[DATASET CONTENT Boundary: Start]

PR #533, opened 2024-10-16
automated: linux: add video output comparison test

mwasilew:
The test takes a screenshot from video output and compares to the reference image. It is intended to test HDMI output from DUT.

### DIFF
--- a/automated/linux/video/Dockerfile
+++ b/automated/linux/video/Dockerfile
@@ -1,0 +1,4 @@
+FROM python:3
+
+COPY requirements.txt /home/
+RUN python3 -m pip install opencv-python scikit-image requests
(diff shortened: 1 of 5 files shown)


mwasilew:
@roxell it looks like the linter check fail is not related to this patch. Could you take a look?

automated/linux/video/Dockerfile
```diff
@@ -0,0 +1,4 @@
+FROM python:3
+
+COPY requirements.txt /home/
+RUN python3 -m pip install opencv-python scikit-image requests
```
bhcopeland, line 4: why don't you have all this in requirements.txt and install from there?

mwasilew: It takes 1.5 hours. Both Dockerfile and requirements.txt are not needed for the test. They're added if someone would like to a) build the container to run the test in LAVA, b) run the test locally.

mwasilew: ah, and using requirments.txt in Dockerfile will be tricky. If the requirements.txt changes, the layer cache will not be invalidated.

roxell (approved):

[DATASET CONTENT Boundary: End]

Print every record above once more, exactly as written.

TASK OUTPUT ::
PR #533, opened 2024-10-16
automated: linux: add video output comparison test

mwasilew:
The test takes a screenshot from video output and compares to the reference image. It is intended to test HDMI output from DUT.

### DIFF
--- a/automated/linux/video/Dockerfile
+++ b/automated/linux/video/Dockerfile
@@ -1,0 +1,4 @@
+FROM python:3
+
+COPY requirements.txt /home/
+RUN python3 -m pip install opencv-python scikit-image requests
(diff shortened: 1 of 5 files shown)


mwasilew:
@roxell it looks like the linter check fail is not related to this patch. Could you take a look?

automated/linux/video/Dockerfile
```diff
@@ -0,0 +1,4 @@
+FROM python:3
+
+COPY requirements.txt /home/
+RUN python3 -m pip install opencv-python scikit-image requests
```
bhcopeland, line 4: why don't you have all this in requirements.txt and install from there?

mwasilew: It takes 1.5 hours. Both Dockerfile and requirements.txt are not needed for the test. They're added if someone would like to a) build the container to run the test in LAVA, b) run the test locally.

mwasilew: ah, and using requirments.txt in Dockerfile will be tricky. If the requirements.txt changes, the layer cache will not be invalidated.

roxell (approved):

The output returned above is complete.